Sheet pan chili lime shrimp lettuce wraps with a crunchy slaw and creamy avocado-lime drizzle. Fast, zesty, and low carb, with roasted shrimp that stay juicy and lightly charred in minutes.


Ingredients

Scale
  • 1 1/2 lb (680 g) large shrimp, peeled and deveined
  • 2 tbsp olive oil
  • Zest of 1 lime
  • 1/4 cup (60 ml) fresh lime juice (about 2 limes)
  • 2 cloves garlic, minced
  • 1 1/2 tsp chili powder
  • 1/2 tsp smoked paprika
  • 1/2 tsp ground cumin
  • 1/4 tsp cayenne pepper (optional)
  • 1 tsp kosher salt
  • 1/2 tsp black pepper
  • 68 large romaine hearts or butter lettuce leaves
  • Crunchy slaw: 3 cups shredded green cabbage, 1 cup shredded red cabbage, 1 cup shredded carrots, 2 tbsp lime juice, 1 tbsp rice vinegar, 1 tbsp olive oil, 1/2 tsp salt, 1/4 tsp black pepper, 2 tbsp chopped cilantro
  • Avocado-lime drizzle: 1 ripe avocado, 1/3 cup (80 g) plain Greek yogurt (or mayo), 1 tbsp lime juice, 1–3 tbsp water (to thin), 1 small garlic clove, 1/4 tsp salt
  • Optional toppings: sliced radishes, sliced green onions, jalapeño, extra cilantro

Instructions

  1. Preheat oven to 425°F (220°C). Line a sheet pan with foil or parchment for easier cleanup.
  2. Pat shrimp very dry with paper towels.
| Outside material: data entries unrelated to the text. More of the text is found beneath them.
PR #2834, opened 2019-02-12
Fixed: Fields are not being added to the selected position in CPs (SD…

GyanP:
…ESK-3908)

### DIFF
--- a/scripts/apps/workspace/content/directives/ContentProfileSchemaEditor.ts
+++ b/scripts/apps/workspace/content/directives/ContentProfileSchemaEditor.ts
@@ -232,7 +232,7 @@ export function ContentProfileSchemaEditor(content, metadata, vocabularies, noti
                  */
                 scope.toggle = (schema, order, position) => {
                     if (scope.model.editor[schema.key].enabled) {
-                        throw new Error('Unexpected behaviour: Item arlready added.');
+                        throw new Error('Unexpected behaviour: Item already added.');
                     }
 
                     if (scope.model.editor[schema.key]) {
--- a/scripts/apps/workspace/content/directives/ContentProfileSchemaEditor.ts
+++ b/scripts/apps/workspace/content/directives/ContentProfileSchemaEditor.ts
@@ -234,9 +234,11 @@ export function ContentProfileSchemaEditor(content, metadata, vocabularies, noti
                     let newOrder = order;
 
                     if (scope.model.editor[schema.key].enabled) {
-                        notify.error(gettext(
-                            `This item is already added in ${scope.model.editor[schema.key].section} fields.`
-                        ));
+                        notify.error(
+                            gettext(
+                                `This item is already added in ${scope.model.editor[schema.key].section} fields.`
+                            ),
+                        );
                         return;
                     }
                     if (scope.model.editor[schema.key]) {
--- a/scripts/apps/workspace/content/directives/ContentProfileSchemaEditor.ts
+++ b/scripts/apps/workspace/content/directives/ContentProfileSchemaEditor.ts
@@ -5,6 +5,7 @@ import {getTypeForFieldId} from '../../helpers/getTypeForFieldId';
 import {IArticle} from 'superdesk-interfaces/Article';
 import {IVocabulary} from 'superdesk-interfaces/Vocabulary';
 import {assertNever} from 'core/helpers/typescript-helpers';
+import {gettext} from 'core/utils';
 
 interface IScope extends ng.IScope {
     model: any;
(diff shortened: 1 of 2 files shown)


scripts/apps/workspace/content/directives/ContentProfileSchemaEditor.ts
```diff
@@ -229,6 +231,14 @@ export function ContentProfileSchemaEditor(content, metadata, vocabularies) {
                  * @param {String} id the key of the field to toggle.
                  */
                 scope.toggle = (schema, order, position) => {
+                    let newOrder = order;
+
+                    if (scope.model.editor[schema.key].enabled) {
+                        notify.error(
+                            gettext(`This item is already added in ${scope.model.editor[schema.key].section} fields.`),
```
ioanpocol: please use the . following format for gettext:
>gettext('This item is already added in {{section}} fields.', {section: scope.model.editor[schema.key].section});

GyanP: @ioanpocol  fixed that.

scripts/apps/workspace/content/directives/ContentProfileSchemaEditor.ts
```diff
@@ -238,7 +247,17 @@ export function ContentProfileSchemaEditor(content, metadata, vocabularies) {
                         scope.model.schema[schema.key] = {enabled: true};
                     }
 
-                    schemaKeys.splice(position === 'before' ? order - 1 : order + 1, 0, schema.key);
+                    if (scope.sectionToRender === 'content') {
```
tomaskikutis: Why is it important which section it is? Why does the header section work correctly without modification?

GyanP: We have different `schemaKeys` for `header fields` and `content fields` and for `content fields` the `order = no. of header fields + index in schemaKeys for content fields`. So, if header fields are `[h1, h2]` and content fields are `[c1, c2]` and I want to add a new content field before `c2` then  `order = 4, position = 'before'` and `schemaKeys.length = 2` for content fields. So it will push the `c3` at the end of schemaKeys of content fields like`[c1, c2, c3]` but expected result should be like this` [c1, c3, c2]`. And such is not the case with header fields as both `order` as well as length of schemaKeys starts from 1.

tomaskikutis: The way we are handling the order looks messy and harder to understand on every modification. Do you think you could refactor it so the same code could work on both groups with no exceptional handling?

scripts/apps/workspace/content/directives/ContentProfileSchemaEditor.ts
```diff
@@ -229,6 +231,13 @@ export function ContentProfileSchemaEditor(content, metadata, vocabularies) {
                  * @param {String} id the key of the field to toggle.
                  */
                 scope.toggle = (schema, order, position) => {
+                    let newOrder = order;
+
+                    if (scope.model.editor[schema.key].enabled) {
+                        notify.error(gettext('This item is already added in {{section}} fields.',
```
tomaskikutis: How can the error happen? Shouldn't the dropdown only contain the values user is allowed to select?

GyanP: yep, the dropdown should contain the allowed values only.

scripts/apps/workspace/content/directives/ContentProfileSchemaEditor.ts
GyanP: I will try to do that.

scripts/apps/workspace/content/directives/ContentProfileSchemaEditor.ts
tomaskikutis: So this should never happen because it's already validated before displaying the dropdown. In such cases, it's better to simply throw an error to indicate to other developers that this not expected behavior and not bother the translators with translating texts which will probably never be used.

scripts/apps/workspace/content/directives/ContentProfileSchemaEditor.ts
```diff
@@ -231,13 +231,10 @@ export function ContentProfileSchemaEditor(content, metadata, vocabularies, noti
                  * @param {String} id the key of the field to toggle.
                  */
                 scope.toggle = (schema, order, position) => {
-                    let newOrder = order;
-
                     if (scope.model.editor[schema.key].enabled) {
-                        notify.error(gettext('This item is already added in {{section}} fields.',
-                            {section: scope.model.editor[schema.key].section}));
-                        return;
+                        throw new Error('Unexpected behaviour: Item arlready added.');
```
tomaskikutis: typo in word already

In a bowl, toss shrimp with olive oil, lime zest, lime juice, garlic, chili powder, smoked paprika, cumin, cayenne (if using), salt, and pepper until evenly coated.
  3. Spread shrimp in a single layer on the sheet pan. Roast 6–8 minutes until opaque and curled. For a lightly charred finish, broil 30–60 seconds, watching closely.
  4. Make the slaw: In a large bowl, toss cabbages and carrots with lime juice, rice vinegar, olive oil, salt, pepper, and cilantro. Let sit 5 minutes to soften slightly while the shrimp cooks.
  5. Make the avocado-lime drizzle: Blend avocado, Greek yogurt (or mayo), lime juice, garlic, salt, and enough water to reach a pourable consistency.
  6. Assemble: Fill lettuce leaves with slaw, top with roasted shrimp, drizzle sauce, and finish with radishes and green onions. Serve immediately.

Notes

  • Use large shrimp (16/20 count) for the best sheet-pan roast; small shrimp overcook quickly.
  • Dry shrimp thoroughly before seasoning so they roast and lightly char instead of steaming.
  • Don’t crowd the pan—leave space between shrimp for better browning.
  • Shrimp are done when opaque and firm; avoid cooking past that to prevent rubbery texture.
  • Make-ahead: Prep slaw and sauce up to 24 hours ahead; keep separate and assemble at serving.
  • Storage: Store shrimp, slaw, lettuce, and sauce separately for the best texture.
  • Low carb tip: Skip sweeteners in sauces; keep the drizzle tangy with lime and cilantro.
  • Prep Time: 10 minutes
  • Cook Time: 8 minutes
  • Category: Main Course
  • Method: Sheet Pan Roasting
  • Cuisine: Tex-Mex

Nutrition

  • Serving Size: 2 lettuce wraps
  • Calories: 320 (estimated)
  • Sugar: 6 g (estimated)
  • Sodium: 820 mg (estimated)
  • Fat: 18 g (estimated)
  • Saturated Fat: 3 g (estimated)
  • Unsaturated Fat: 14 g (estimated)
  • Trans Fat: 0 g (estimated)
  • Carbohydrates: 12 g (estimated)
  • Fiber: 4 g (estimated)
  • Protein: 28 g (estimated)
  • Cholesterol: 190 mg (estimated)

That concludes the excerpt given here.